--- WORK INSTRUCTION ---
All lines of the entries with "existing" in them must be listed.

----- LISTED ENTRIES

PR #6091, opened 2025-11-14
Cell Battery Multiplier

### LINKED ISSUE #6063: [SUGGESTION]: Modification of Cell Battery Oak Item effect
### Current Behavior

Right now, the Cell Battery Oak Item decreases the required charge in order to activate the Battery in the Underground. 

### Improved Behavior

Instead of decreasing the amount of charges needed to activate the Battery, instead increase the amount of charge gained per successful action. 

### Reason for change

Force the usage of the Cell Battery item to be more of a commitment than it currently is

### Detailed Description

With the way it works currently, there's no reason to have the item equipped unless you are currently at or over the modified value, at which point you'd equip it, activate it, then remove it again. A small amount of micromanaging can mean you effectively have the item equipped at all times. By changing it to this suggestion, there would be a reason to have it constantly equipped whilst in the underground.

Right now, the Cell Battery subtracts 5 from the cost each level. I suggest that for the new version, it starts at 1.5x the charge gained at level 0, and it increases by a 0.1x multiplier for each level up, ending in a 2x charge bonus, which is effectively the same as the level 5 Cell Battery currently. This would end up buffing the item in the early game, making the new level 0 bonus the same as the old level 2 bonus, but I think this is acceptable. If not, then the exact numbers can be more precisely adjusted and balanced.

This would end up making the item work more like other Oak Items in the game, as the vast majority of them work off a multiplicative bonus.

rocketguy2:
## Description

This is a change to the Cell Battery Oak Item, which replaces the current effect of decreasing the number of charges needed to activate the discharge, to multiplying the amount of charge gained per underground action. In addition, this also adds a new farm aura to the Kee Berry, which also multiplies the Underground Battery charge. This also allows for the underground charge to showcase a charge value up to one decimal place.

## Motivation and Context

This is an implementation of, and therefore Closes #6063 and as such, my motivation for doing this is explained there. Adding the effect to the Kee Berry was to give an example of what effects making battery charge a multiplier could have outside of modifying the Cell Battery. The Kee Berry was selected due to its current lack of purpose, but I believe this effect would be better off on a berry with a shorter lifespan, with the Kee Berry being the shortest lasting berry Gen IV+ that does not currently have an effect.

## How Has This Been Tested?

This was tested by compiling the code as is, and checking whether or not equipping the Cell Battery would cause the underground charge to increase at an increased rate. When it did, I further modified the code to make it so that at the max level, the Cell Battery would work on a 1.5x multiplier, to make sure the intermediate levels would work properly. When I got that working, I set the code back to how it is now. Some minor text edits were required to ensure that no graphical errors occur, removing the spaces in the meter showing the underground charge in the underground screen.

In order to test the new Farm Aura, I applied it to the Cheri Berry, in order to make the test easier. When I was able to see that it worked, I moved the aura to the Kee Berry afterwards.

## Types of changes

- New feature
- Modified pre-existing feature


RegisCoaxans (changes requested):
The aura feels out of place, it would need to be way too OP to be relevant, yet I don't think anyone is going to go for a faster discharge setup in the farm. Please revert this change.
Also, since this makes the needed charges unvarying, we don't need to show `/ 60`; either it could be removed or the current charges could display in percentage of needed charges.

RegisCoaxans (approved):

PR #6092, opened 2025-11-15
Creating the dungeon

Ultima1990:
Hey. Hi. Guess who's back.

Very deep currency sinks are cool. But when they were created there was no incentive to buy more than one. They were definitely _not_ created with that idea in mind. Nerfing the cost is no solution, that deep sink for the initial purchase is fine IMO. So here's a way to obtain duplicate furfrous in a dungeon. The Parfum Palace Garden. Which unlocks upon obtaining any of the special doggos and any special doggo you own is added to the dungeon boss pool.

This is extremely unfinished and entirely untested, just pushing now to show some sign of life I guess.
Actually... I _might_ just have entirely forgotten how to test in the first place lol. It's been a long time.


RegisCoaxans:
We decided against this change a while ago but I forgot to update. Closing it now.
Although something for Shardfrou and Gemfrou is debatable, it shouldn't be that, and shouldn't include the other Frou forms.

PR #6103, opened 2025-11-21
Allows for gyms from optional subregions to be selected for the Defeat Gym Leader quest

### LINKED ISSUE #6101: [SUGGESTION]: Defeat Gym Leader quest does not include gyms from optional subregions
### Current Behavior

Currently, whenever a quest that requires the player to defeat a gym leader X amount of times is created, it only includes gym leaders from the main regions, and excludes gym leaders from the Orange Islands, Orre and Magikarp Jump.

### Improved Behavior

Whenever these quests are generated, the gym leaders from the Orange Islands, Orre, and Magikarp Jump are included.

### Reason for change

No other type of quest excludes these subregions, so I see no reason for the gym leader quest to do the same. In addition, it gives the player a reason to go back to these gym leaders other than for achievement reasons.

### Detailed Description

I don't think there's much more that needs explaining.

rocketguy2:
Whenever the DefeatGymQuest is ran, it now has a chance to give a gym from the Orange Islands, Orre, or Magikarp Jump.

## Description

The DefeatGymQuest now has a chance, equal to selecting a region, to pick a gym from a subregion. At this point, it then chooses from the three subregions with gyms currently in the game, Orange Islands, Orre, and Magikarp Jump. It then runs as normal, using the gyms from the subregion selected.

## Motivation and Context

This is an implementation of, and therefore Closes #6101 

## How Has This Been Tested?

I have generated a quest that picks a gym from each of the subregions on a savefile that has all of the subregions unlocked, which all worked properly.

## Types of changes

- Expansion of pre-existing feature


RegisCoaxans (changes requested):
The subregion are hard coded, and the way it picks them rather than main gyms is uncanny.
You could instead retrieve these with something like `GameConstants.regionGyms.slice(GameConstants.Region.final)`, and filter out these whose first gym isn't unlocked and already cleared. I don't mind if subregions are as likely to be picked as main regions.

RegisCoaxans (approved):

PR #6105, opened 2025-11-22
Re: Split, I'm bringing it back!

Ultima1990:
I'm not giving up on this one. I genuinely think it is a good idea. It will pass some day, I just know it!

Starring: Kanto's encounters split between land, old rod, good rod, super rod, and surf, all unlocking at the appropriate time.
Gyms being able to award multiple key items. Thanks Jessica.
Leveling key items: One fishing rod that upgrades, instead of many fishing rods. Thanks Jaaslet.
And, of course, the game not loading any save or new game because of a console error! Classic.


src/modules/keyItems/LevelableKeyItem.ts
```diff
@@ -0,0 +1,55 @@
...
+import KeyItemType from '../enums/KeyItemType';
+import KeyItem from './KeyItem';
+
+export class KeyItemLevel {
+    public unlockReqComputed: KnockoutComputed<boolean>;
+    public unlocker: KnockoutSubscription;
+    public parent: LevelableKeyItem;
+    constructor(
+        public description: string,
+        public unlockReq: () => boolean,
```
Aegyo:
```suggestion
        public unlockReq: () => boolean = () => true,
```
try this

Ultima1990:
Two old issues persist, and one new issue has popped up.
There is currently no Oak pop up on key item levelups.
There _must_ be a land encounter type. If there is no land, every other type on the route is allowed regardless of requirements. For now, that means surfing mons on water only routes are going on land. All of those routes have requirements that correspond to owning surf anyway. I'm sure seeing all the water mons on land is gonna make the RouteInfo cry.
Speaking of the RouteInfo, that's the new issue. No clue how I'm gonna make that play nice with key item levels.

PR #6110, opened 2025-11-30
Held item that greatly boosts Alcremie EV gain

Ultima1990:
Adds the MooMoo Farm to Johto, which sells MooMoo Milk to players that have obtained all Alcremie forms. A held item that boosts EV gain for Alcremie. By doing it this way the initial grind to obtain all the forms remains intact, but the grind to resist them all, which IMO is way too much currently, is easier.
The Milk is sold for BP and there is also a hidden extra tempbattle for one freebie. The town itself unlocks at the normal time during Johto progression and features an NPC that hints at Alcremie.


src/scripts/temporaryBattle/TemporaryBattleList.ts
```diff
@@ -5746,6 +5746,93 @@ TemporaryBattleList['Rampaging Zamazenta'] = new TemporaryBattle(
...
+            new ObtainedPokemonRequirement('Alcremie (Ribbon Vanilla)'),
+            new ObtainedPokemonRequirement('Alcremie (Ribbon Ruby Cream)'),
+            new ObtainedPokemonRequirement('Alcremie (Ribbon Caramel)'),
+            new ObtainedPokemonRequirement('Alcremie (Ribbon Ruby Swirl)'),
+            new ObtainedPokemonRequirement('Alcremie (Ribbon Matcha)'),
+            new ObtainedPokemonRequirement('Alcremie (Ribbon Salted)'),
+            new ObtainedPokemonRequirement('Alcremie (Ribbon Lemon)'),
+            new ObtainedPokemonRequirement('Alcremie (Ribbon Mint)'),
+            new ObtainedPokemonRequirement('Alcremie (Ribbon Rainbow)'),
+        ]),
```
RegisCoaxans:
```suggestion
        new CaughtUniquePokemonByFilterRequirement((p: PartyPokemon) => p.name.startsWith('Alcremie'), 'All Alcremie variations must be owned', 63);
```

src/scripts/towns/TownList.ts
```diff
@@ -1538,6 +1538,80 @@ const JohtoBerryMaster = new BerryMasterShop(GameConstants.BerryTraderLocations[
...
+            new ObtainedPokemonRequirement('Alcremie (Ribbon Vanilla)'),
+            new ObtainedPokemonRequirement('Alcremie (Ribbon Ruby Cream)'),
+            new ObtainedPokemonRequirement('Alcremie (Ribbon Caramel)'),
+            new ObtainedPokemonRequirement('Alcremie (Ribbon Ruby Swirl)'),
+            new ObtainedPokemonRequirement('Alcremie (Ribbon Matcha)'),
+            new ObtainedPokemonRequirement('Alcremie (Ribbon Salted)'),
+            new ObtainedPokemonRequirement('Alcremie (Ribbon Lemon)'),
+            new ObtainedPokemonRequirement('Alcremie (Ribbon Mint)'),
+            new ObtainedPokemonRequirement('Alcremie (Ribbon Rainbow)'),
+        ]),
```
RegisCoaxans:
```suggestion
        new CaughtUniquePokemonByFilterRequirement((p: PartyPokemon) => p.name.startsWith('Alcremie'), 'All Alcremie variations must be owned', 63);
```

Kelenius:
It would probably be much better to do an Id comparison and exclude the Gmax Alcremie than to make the game do a thousand string comparisons.

PR #6132, opened 2025-12-21
Change EON twin roamer requirements

Ultima1990:
This makes finishing The EON Duo questline easier by adding only one of them to the roamer pool, the one that didn't join your party on Southern Island.
If you are on the right quest step and own Latias, then Latios will roam. If you are on the right quest step and own Latios, then Latias will roam. If you have completed the questline, they will both roam. This last check seems redundant, but it's there to catch situations where the player loses one of the twins later on, like when mega evolving them with the real evolution challenge active. Wouldn't want that to result in a roamer vanishing.
image
image


RegisCoaxans (approved):
Technically, none of them appear to roam Hoenn, with a stupid combination of Real Evo and mega evo while still on the last step. But they do once you finish the questline in Unova, I guess it's good enough.

PR #6135, opened 2025-12-25
Meloetta switchup

Ultima1990:
A three step overhaul.
1. Accessing Anville Town once again requires owning (any) Meloetta (no using QP to skip a roamer). Access is gained through a NPC interaction in Nimbasa City. A new tempbattle was added to Nimbasa to lure players there for the interaction. This tempbattle is a subway boss, so it also rewards a small amount of BP. For the inconvenience.
2. Meloetta's alternate form now costs 125k, down from 200k. The conversation to access Anville costs 75k. This means the combined cost of obtaining your first alternate Meloetta is still 200k, but the resist grind will be more forgiving.
3. To throw the players doing weird challenges a bone, there is an NPC hidden away in Celestial Tower, that will only exist if you are the Unova champ and don't own any Meloetta (no using a roamer to skip QP), that will (PERMANENTLY, choose wisely) switch their locations. The shopmon becomes the roamer, the roamer becomes the shopmon.


CypherX:
I dislike the idea of removing player options. The change to allow skipping the roamer by spending QP was approved and I see no reason to change it back now.

Ultima1990:
Approved changes can and have been overturned. For example, the original implementation of Meloetta was approved _and very intentional_. That was overturned, though clearly I think that was mostly a bad choice, _EXCEPT_ to allow players doing mono-fighting runs access to Pirouette, which this PR addresses.
Don't be too afraid to inconvenience players. That is what games _are_. A string of inconveniences. Roadblocks thrown in the player's way that they must overcome. Without them, there is no game. Roamers are such a roadblock, and I don't see why Meloetta should be some exception. More options does not always make a game better, and can make games worse.

CypherX:
Yeah, nah, I disagree with that design philosophy and with needlessly removing player options. One roamer having an alternative is no big deal.

PR #299, opened 2022-09-01
[13.0][FIX] rma_sale: Apply the right taxes from sales order line to refund (or keep line without taxes).

victoralmau:
Apply the right taxes from sales order line to refund (or keep line without taxes).

@Tecnativa


pedrobaeza:
This is not correct. Taxes depend on fiscal position. Maybe the problem is on the delivery address?

victoralmau:
You are right, this is not correct.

----------

--- TASK OUTPUT ---
- Modified pre-existing feature
- Expansion of pre-existing feature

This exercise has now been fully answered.